ОБЩЕСТВЕННО-ПОЛИТИЧЕСКИЕ ВЗГЛЯДЫ ШАРАФ-ХАНА БИДЛИСИ
По отдельным высказываниям Шараф-хана Бидлиси и по тому, как он освещает те или иные факты, можно судить об общественно-политических взглядах автора Шараф-наме, о его мировоззрении как личности.
Социально-экономический строй курдов времени Шараф-хана Бидлиси характеризуется господством так называемого военно-кочевого феодализма. В силу географических особенностей Курдистана, часть курдов вела кочевой или полукочевой образ жизни и занималась скотоводством. Курдское население четко делилось на скотоводов и земледельцев. Это разделение утвердилось настолько прочно, что даже в начале XX в. в Иранском Курдистане оседлых курдов склонны были не считать курдами [60]. Исследователи подобных обществ выявили закономерность, согласно которой в тех странах, где наряду с существованием оседлого земледелия наличествовали большие массы кочевников, последние долго сохраняли племенную организацию и полупатриархальные отношения при господстве феодального способа производства [61]. Курдские феодалы, опираясь на военную силу кочевых племен, которые составляли их ополчения, различными путями присвоили себе земли с прикрепленными к ним крестьянами, став таким образом их феодальными эксплуататорами. Этими зависимыми крестьянами были и курды и некурды. Так, курдский феодал XVI в. являлся и главой кочевого курдского племени или союза племен, и землевладельцем, вне зависимости от величины своих владений и условий их пожалования.

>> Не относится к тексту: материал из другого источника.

Issue #10647, opened 2022-02-23
[bug] Incorrect version in lockfile when deduced from other lockfile on package with non Sermver Versions


KerstinKeller:
I am having two conanfiles, and i want to derive a lockfile for `OtherApp` from the lockfile of `App`.

```
conanfile.py

class App(ConanFile):
    name = "app"
    version = "1.0.0"

    def requirements(self):
        self.requires("openssl/1.1.1i@")
```

```
conanfile.py

class OtherApp(ConanFile):
   name = "otherapp"

    def requirements(self):
        self.requires("openssl/[*]@")
```

`App/1.0.0@` is in the cache, the `conanfile.py` for `OtherApp` is in my local folder.

```
conan lock create --reference=App/1.0.0@ --base --lockfile-out=app.lock
conan lock create conanfile.py --lockfile=app.lock --lockfile-out=otherapp.lock
```

## The bug:
`app.lock` contains `openssl/1.1.1i@` (correct)
`otherapp.lock` contains `openssl/1.1.1@` (incorrect, the `i`postfix is missing)

## What i expect
Both lockfiles contain `openssl/1.1.1i@`.

## Screenshot
comparison of lockfiles
![image](https://user-images.githubusercontent.com/13848742/155364408-dfe81963-c944-41ad-9c51-ed8a480d390c.png)

and on the console:
creation of first lock
![image](https://user-images.githubusercontent.com/13848742/155364731-3ea80239-e2ee-4687-a80b-95eddfdb020e.png)

creation of second lock
![image](https://user-images.githubusercontent.com/13848742/155365153-3d72f434-29f3-4904-ac48-9847eae43c5e.png)

### Environment Details (include every applicable attribute)
  * Conan version: 1.45.0

memsharded:
Hi @KerstinKeller 

I think this is intrinsic to the way lockfiles are extended in Conan 1.X. When you are creating one lockfile passing an initial lockfile as argument, such lockfile should belong to the dependency graph.
You cannot apply the ``App`` lockfile to something that doesn't depend on ``App``. It will be simply disregarded. The locked ``openssl/1.1.1i`` will only be used when ``App`` is in the dependency graph. If you inspect the actual generated ``app.lock`` you will see this relation is explicit.

So when the lockfile is applied to ``otherapp``, it nevers reach the locked openssl, because that only happens if ``App`` is a dependency of ``OtherApp``.

This is one of the things that have greatly improved in 2.0, and it will work as you are expecting.

[...]

PR #10732, opened 2022-03-07
Add testcase showing deriving the locks for unrelated apps works fine…

KerstinKeller:
… with regular semver versions, but not on the non-semver one.

Changelog: (Test): Test that demonstrates behavior described in #10647

### DIFF
--- a/conans/test/integration/graph_lock/test_lock_derive.py
+++ b/conans/test/integration/graph_lock/test_lock_derive.py
@@ -25,13 +25,13 @@ def test_regular_package():
     client.run("lock create --reference=defaults/1.0@ --base --lockfile-out=defaults.lock")
     # derive app.lock from defaults.lock
     client.run("lock create app/conanfile.py --lockfile=defaults.lock --lockfile-out=app.lock")
-    client.run("install app/conanfile.py --lockfile=app.lock", assert_error=True)
+    client.run("install app/conanfile.py --lockfile=app.lock --build=missing")
 
     # check that specified versions from default package are to be installed for app.
     assert "pkga/1.0.0" in client.out
     assert "pkgb/1.1.0" in client.out
 
-         
+
 def test_non_semver_package():
     client = TestClient()
     # TODO: This is hardcoded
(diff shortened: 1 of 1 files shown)


memsharded:
Good news is that porting these tests to the 2.0 syntax, they both work as expected:
```python
def test_regular_package():
    client = TestClient()
    client.save({"pkga/conanfile.py":     GenConanfile("pkga"),
                 "pkgb/conanfile.py":     GenConanfile("pkgb"),
                 # specify versions in default packages
                 "defaults/conanfile.py": GenConanfile("defaults").with_requires("pkga/1.0.0",
                                                                                 "pkgb/1.1.0"),
                 # version range in app
                 "app/conanfile.py":      GenConanfile("app").with_requires("pkga/[*]","pkgb/[*]")})

    # export different version from the libs to the cache
    client.run("export pkga --version=1.0.0")
    client.run("export pkga --version=1.1.0")
    client.run("export pkga --version=1.1.1")
    client.run("export pkgb --version=1.0.0")
    client.run("export pkgb --version=1.1.0")
    client.run("export pkgb --version=1.1.1")
    client.run("export defaults --version=1.0")
    client.run("lock create --reference=defaults/1.0 --lockfile-out=defaults.lock")
    # derive app.lock from defaults.lock
    client.run("lock create app/conanfile.py --lockfile=defaults.lock --lockfile-out=app.lock")
    client.run("install app/conanfile.py --lockfile=app.lock --build=missing")

    # check that specified versions from default package are to be installed for app.
    assert "pkga/1.0.0" in client.out
    assert "pkgb/1.1.0" in client.out


def test_non_semver_package():
    client = TestClient()
    client.save({"pkga/conanfile.py":     GenConanfile("pkga"),
                 # require a non semver version
                 "defaults/conanfile.py": GenConanfile("defaults").with_requires("pkga/1.0.0i"),
                 "app/conanfile.py":      GenConanfile("app").with_requires("pkga/[*]")})

    client.run("export pkga --version=1.0.0")
    client.run("export pkga --version=1.0.0i")
    client.run("export pkga --version=1.1.0")
    client.run("export pkga --version=1.1.1")
    client.run("export defaults --version=1.0")
    client.run("lock create --reference=defaults/1.0 --lockfile-out=defaults.lock")
    client.run("lock create app/conanfile.py --lockfile=defaults.lock --lockfile-out=app.lock")
    client.run("install app/conanfile.py --lockfile=app.lock --build=missing")

    assert "pkga/1.0.0i" in client.out
```
I will check now in 1.X

memsharded:
Bad news: I have tracked the issue down to the third party ``node-semver`` dependency, that basically rejects ``1.0.0i`` as a valid match for the ``[*]`` range.

KerstinKeller:
@memsharded i have added two more testcases to demonstrate our usecase scenario. the second one with transitive dependencies currently fails 
```
E           Exception:
E           lock create app/conanfile.py --lockfile=defaults.lock --lockfile-out=app.lock
E           ERROR: Conflict in pkgb/1.0.0:
E               'pkgb/1.0.0' requires 'pkga/1.0.0' while 'conanfile.py' requires 'pkga/1.1.0'.
E               To fix this conflict you need to override the package 'pkga' in your root package.
E
E           --------------------------------------------------------------------------------
```

Will this behave differently in 2.0? Can I relax the lockfile with regards to `pkgb` dependency to `pkga`? E.g. to reevaluate the transitive dependency?
I tried to pass the `--build` option to the original (default version) lockfile creation, but it doesn't help (the documentation mentions that i can be used to relax lockfiles).
I know I can use `override` in the `requires` of `app`, but I guess I don't want that since it will be a hard overwrite. I still want version checks regarding the original recipes to be in place.

memsharded:
> Will this behave differently in 2.0? Can I relax the lockfile with regards to pkgb dependency to pkga? E.g. to reevaluate the transitive dependency?

Yes, absolutely. Lockfiles in 2.0 will be by default "relaxed", and you can reevaluate transitive dependencies. Only using ``--lockfile-strict`` will enforce it

> I tried to pass the --build option to the original (default version) lockfile creation, but it doesn't help (the documentation mentions that i can be used to relax lockfiles).

The ``--build`` is mostly necessary to include the ``build-requires`` in the lockfile, so they aren't missing later when they are needed. But  I think the docs might not be accurate, I don't think the ``--build`` actually relax the graph and allow changing dependencies (in 1.X)

KerstinKeller:
Thanks for the answer. We will have to see if we can start introducing this workflow at the moment (with explicit overrides), or if we will wait till 2.0.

Шараф-хан Бидлиси принадлежал к классу крупных курдских феодалов и, с одной стороны, возглавлял рузеки — могучий союз 24 курдских племен [62], а с другой — был потомственным правителем Бидлисского эмирата.
К концу XVI в., когда было написано Шараф-наме, власть бидлисского эмира претерпела значительные изменения, хотя Шараф-хан по понятным причинам об этом прямо не пишет. С 1535 г., когда отец Шараф-хана Бидлиси и около тысячи человек из племен рузеки выехали в Иран, и по 1578 г. территория Бидлисского эмирата управлялась султанскими чиновниками. Была произведена кадастровая перепись населения и введен административный режим, общий для других областей Османской империи. Однако самые многочисленные племена 'аширата рузеки — байики, мудеки, зидани и билбаси — в течение трех лет не подчинялись султанской власти. Покорности султан добился, лишь временно освободив их от всех податей. Многие деревни и местечки были переданы султанским чиновникам в условную и безусловную собственность — к 1596-97 г. только в Хнусском округе Бидлисского эмирата было 400 владельцев военных ленов — икта'. Налоги с раийятов-немусульман, составлявшие одну из основных статей дохода класса феодалов, собирались турецкими агентами фиска и поступали в султанскую казну, за исключением аналогичных поступлений с округов, пожалованных султаном Шараф-хану лично. Таким образом, хотя владения автора Шараф-наме, по его свидетельству, были достаточно обширны, власть курдского князя Бидлиса была заметно ограничена вмешательством турецких властей во внутренние дела эмирата.
Социальное положение Шараф-хана Бидлиси, политическая обстановка второй половины XVI в., характеризующаяся обострением борьбы сефевидского Ирана и османской Турции, требовали от него постоянного напряжения всех сил для военных целей и не оставляли необходимого досуга для научных занятий-Но мир наук притягивал автора Шараф-наме с детства. «С детства и по сей день, — писал Шараф-хан, заканчивая основную часть своего труда, — я проводил время в беседах со знающими людьми и в обществе преисполненных мудрости ученых» [63]. Об ученых и просвещенных людях Бидлиси отзывался с неизменным почтением и уважением, называя почти каждого «единственным для своего времени» или «неповторимым для своей эпохи».
В одном двустишии, принадлежащем, несомненно, перу автора, отражены его раздумья о многообразии и единстве мира. Внешнее многообразие мира не противоречит его единству, или, как Шараф-хан говорит, — «единству сокровенного». Само это многообразие подобно, по словам Бидлиси, искрам от языков пламени. Шараф-хану не чужды размышления о добре и зле. Он делится с читателем своими рассуждениями, отвергая зло и восхваляя добро. Эти штрихи рисуют автора Шараф-наме человеком незаурядным, жившим богатой и напряженной внутренней жизнью.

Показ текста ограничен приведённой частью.